In [1]:
import psycopg2

# Prepare the Database

Run `docker-compose up` to get Postgres up and running.

In [2]:
credentials = "dbname='astronomy' user='user' host='localhost' password='pass'"
conn = psycopg2.connect(credentials)
cur = conn.cursor()

cur.execute("""
DROP TABLE IF EXISTS Planet;
DROP TABLE IF EXISTS Star;

CREATE TABLE Star (
  kepler_id INTEGER PRIMARY KEY,
  t_eff INTEGER,
  radius FLOAT
);


COPY Star (kepler_id, t_eff, radius) FROM '/data/week4/data1/stars.csv' CSV;
""")
conn.commit()

# Task 1
As a warm-up, add the following stars to the existing Star table:

| kepler_id | t_eff | radius |
|-----------|-------|--------|
| 7115384   | 3789  | 27.384 |
| 8106973   | 5810  | 0.811  |
| 9391817   | 6200  | 0.958  |

In [3]:
cur.execute("""
INSERT INTO Star (kepler_id, t_eff, radius) VALUES
  (7115384, 3789, 27.384),
  (8106973, 5810, 0.811),
  (9391817, 6200, 0.958);
""")
conn.commit()

# Add Planet Table

In [4]:
cur.execute("""
DROP TABLE IF EXISTS Planet;
DROP TABLE IF EXISTS Star;

CREATE TABLE Planet (
  kepler_id INTEGER NOT NULL,
  koi_name VARCHAR(20) NOT NULL,
  kepler_name VARCHAR(20),
  status VARCHAR(20) NOT NULL,
  period FLOAT,
  radius FLOAT,
  t_eq INTEGER
);


COPY Planet (kepler_id, koi_name, kepler_name, status, period, radius, t_eq)
  FROM '/data/week4/data1/planets.csv' CSV;
""")
conn.commit()

# Task 2

Your task is to fix a `Planet` table has been corrupted.

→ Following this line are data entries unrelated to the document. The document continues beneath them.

PR #636, opened 2025-10-18
Fix self-closing img tag in author section

seneca:
Incomplete img closing tag.

### DIFF
--- a/packages/www/docs/html-file-types.md
+++ b/packages/www/docs/html-file-types.md
@@ -45,7 +45,7 @@ Create reusable components and [layout modules](/docs/layout-system) for server-
 </footer>
 
 <author class="card">
-  <img src="{ avatar }" alt="{ name }">
+  <img src="{ avatar }" alt="{ name }" />
   <h3>{ name }</h3>
   <p>{ role }</p>
 


nobkd:
HTML5 doesn't care about that slash. There are no real self-closing tags, only void tags, and those just *allow* the "self-closing" slash.

I personally would prefer to just never use `/>` for void tags (just `<void>`), as the usage imitates XML and may cause confusion, as real self-closing behavior does not exist in html5 (different from xml/svg), but that's just my opinion. :shrug: 

Of course the docs should be consistent in the use of that pattern.

what do you think?

seneca:
Hi nobkd,

This is a tricky one.
The author emphasises that the framework wants to be as close to the standard as possible.
The closing tag /> is part of the HTML standard.
Should this be differed to the author to decide?
All in all this is a very minor thing anyway.

nobkd:
From the HTML standard:

> 6. Then, if the element is one of the [void elements](https://html.spec.whatwg.org/multipage/syntax.html#void-elements), or if the element is a [foreign element](https://html.spec.whatwg.org/multipage/syntax.html#foreign-elements), then there ***may be*** a single U+002F SOLIDUS character (/), which on [foreign elements](https://html.spec.whatwg.org/multipage/syntax.html#foreign-elements) marks the start tag as self-closing. ***On [void elements](https://html.spec.whatwg.org/multipage/syntax.html#void-elements)***, it does not mark the start tag as self-closing but instead ***is unnecessary and has no effect*** of any kind. For such void elements, it should be ***used only with caution*** — especially since, if directly preceded by an [unquoted attribute value](https://html.spec.whatwg.org/multipage/syntax.html#unquoted), it becomes part of the attribute value rather than being discarded by the parser.
> - <https://html.spec.whatwg.org/multipage/syntax.html#start-tags>, emphasis is mine

My opinion on just not using `/>` in HTML stays the same, but in the end it doesn't really matter, as it --- as you said --- is such a minor thing.
And yes, I think @tipiirai should decide on that.

PR #639, opened 2025-10-21
simpler version import, use builtin cli text styling

nobkd:


tipiirai:
This is awesome!  Didn't know about styleText and the package.json import is clever.

Issue #649, opened 2025-11-12
draggable  is enumerated and not Boolean and eventhandler will change details tag's open attribute to false


lyg1949:
### Describe the Bug
when set draggable to "true", nue will set only draggable (no ="true"),

eventhandler(like onclick) will change details tag's open attribute to false

### Environment
- OS: Linux
- Nuekit 2.0

code like below:

```
<!doctype dhtml>

<body>
  <main>
    <details>
      <summary>
          <span class="tree-item">dir1</span>
      </summary>
      <details>
          <summary draggable="true" :ondragstart="drag" :onclick="click">
              <span class="tree-item">file1</span>
          </summary>
      </details>
      
  </details>
  <details>
    <summary>
        <span class="tree-item">dir2</span>
    </summary>
    <details>
        <summary>
            <span class="tree-item">file2</span>
        </summary>
    </details>
    
</details>
  </main>

  <script>

async drag(e){
console.log("ondragstart")
}
async  click(e){
e.preventDefault();
console.log(e)
}
</script>

</body>
```

PR #658, opened 2026-03-31
fix bug

lyg1949:
1. dragable is not boolean
2. if attribute is bot bind, when ui fresh , it's value will be set to default( even if it is changed by user)


lyg1949:
#649

Issue #376, opened 2022-07-22
Dynamic cards misbehave on android in Firefox


samspills:
The reboot branch looks great in desktop Firefox, or desktop view in Firefox on android, and content loads as I scroll down the site.

However mobile view in Firefox doesn't display the dynamic content as I scroll down. When I hit the bottom of the page and start scrolling back up I see only 1 blog card, but all the project and goal cards appear. Once I hit the top and start scrolling back down everything is gone again.

Here's a screen recording of the current `reboot` behaviour:

https://user-images.githubusercontent.com/4977741/180506132-827694d4-8778-43d1-aecf-ef866ce6d17f.mp4

rossabaker:
Eek.  I don't see this in Firefox on the desktop, but can reproduce it using the Responsive Design Mode in its Web Developer Tools.  Fixing it is probably going to require someone frontendier than me.

samspills:
Cc @raulraja and @israelperezglez as Raul requested in the discord :)

israelperezglez:
Thank for reporting it. I will fix it ;)

PR #378, opened 2022-07-24
Fix README typo and add 2022-07 new members post

JasnaMRB:
Slightly changed closing paragraph and and opening paragraph from steering committee's shared draft -- added a reference to the previous post in the opening paragraph.

I'll be out of town this upcoming week, so if any changes need to be pushed, @rossabaker or others are welcome to do so! I should still have access to comment on this PR and press buttons via my phone, though. I set the date to this coming Monday for now -- open to that change as well.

There are two problems: some of the rows were copied with a negative radius
and the unconfirmed planets were given fake Kepler names. To fix this, you'll
have to:

- Update the Kepler names of planets which don't have a confirmed status
  (replace the `kepler_name` with `NULL`);
- Delete rows where the `radius` is negative.
- Have a look at the table to find out what needs to be changed.

In [5]:
cur.execute("""
UPDATE Planet SET kepler_name = NULL WHERE status != 'CONFIRMED';
DELETE FROM Planet WHERE radius < 0;
""")
conn.commit()

# Task 2

Now you've ready to create your first table. Your task is to set up a new
`Planet` table and fill it with the planets listed below.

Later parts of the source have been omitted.